5. Test the Secure System
Let's test our secure data storage system:
def main():
# Create a secure storage instance
storage = SecureDataStorage('my_secure_password_123', 'test_data.json')
# Store some sensitive data
sensitive_data = 'This is confidential information that needs protection'
storage.save_data('user_credentials', sensitive_data)
# Retrieve the data
retrieved_data = storage.get_data('user_credentials')
print(f'Retrieved data: {retrieved_data}')
# List all stored keys
print(f'Stored keys: {storage.list_keys()}')
# Try to access non-existent key
try:
storage.get_data('non_existent_key')
except KeyError as e:
print(f'Error: {e}')
if __name__ == '__main__':
main()
Why this step: Testing ensures our implementation works correctly and handles edge cases properly, including error conditions and data integrity checks.
6. Add Additional Security Measures
For production use, we should add more security measures:
import time
import threading
from datetime import datetime, timedelta
class EnhancedSecureDataHandler(SecureDataHandler):
def __init__(self, password: str, max_age_hours: int = 24):
super().__init__(password)
self.max_age = max_age_hours
def is_expired(self, timestamp: str) -> bool:
stored_time = datetime.fromisoformat(timestamp)
return datetime.now() > stored_time + timedelta(hours=self.max_age)
def secure_delete(self, file_path: str):
# Overwrite file with random data before deletion
with open(file_path, 'r+b') as f:
f.write(get_random_bytes(os.path.getsize(file_path)))
os.remove(file_path)
def rotate_key(self, new_password: str):
# Generate new key with new password
self.password = new_password
self.key = PBKDF2(new_password, self.salt, dkLen=32)
Why this step: Adding key rotation, data expiration, and secure deletion helps protect against long-term data exposure and ensures that access keys can be updated when necessary.
Summary
This tutorial demonstrated how to build a secure data handling system that protects against the types of vulnerabilities that led to breaches like Mercor's.

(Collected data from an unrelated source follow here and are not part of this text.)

Issue #1382, opened 2022-02-11
Typescript: store variable type inference error


asv7c2:
**Describe the bug**
When using prefix or postfix increment of store variable type is deduced to void.

**To Reproduce**
See screenshots

**Expected behavior**
Type infered to number

**Screenshots**
![1](https://user-images.githubusercontent.com/13184913/153564066-f5ac9616-0838-4379-a763-c1fd7f01d57f.png)
![2](https://user-images.githubusercontent.com/13184913/153564068-7d7d70fc-dd40-4a2d-a414-6072cbc8bffb.png)

**System (please complete the following information):**
 - OS: Windows 10 x64
 - IDE: VSCode
 - Plugin/Package: svelte-language-server

**Additional context**

PR #1395, opened 2022-02-20
(fix) $store++/$store-- return type

dummdidumm:
#1382

This feels like a safe change, but paranoid me feels like this syntax could maybe clash in some situations with other code? I didn't come up with a situation where that's actually true, though - @jasonlyu123 can you think of a situation where the resulting code might be syntactically invalid?


jasonlyu123:
Looks good. I also can't think of a situation that is would cause a problem.

Issue #1358, opened 2022-01-31
Triple reload required in VS Code after updating extension


rafrafek:
**Describe the bug**
After updating Svelte for VSCode extension I have to reload VS Code 3 times.

**To Reproduce**
Update Svelte for VSCode extension.

**Expected behavior**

We implemented:
- AES-256 encryption with proper padding and initialization vectors
- Data integrity verification using SHA-256 hashing
- Secure key derivation using PBKDF2
- Persistent storage with integrity checks
- Additional security measures like data expiration and key rotation
While this system provides a strong foundation for data security, remember that real-world applications require additional measures such as secure network communication (HTTPS), proper access controls, regular security audits, and compliance with relevant regulations like GDPR or CCPA. The key takeaway is that robust security requires multiple layers of protection, not just encryption alone.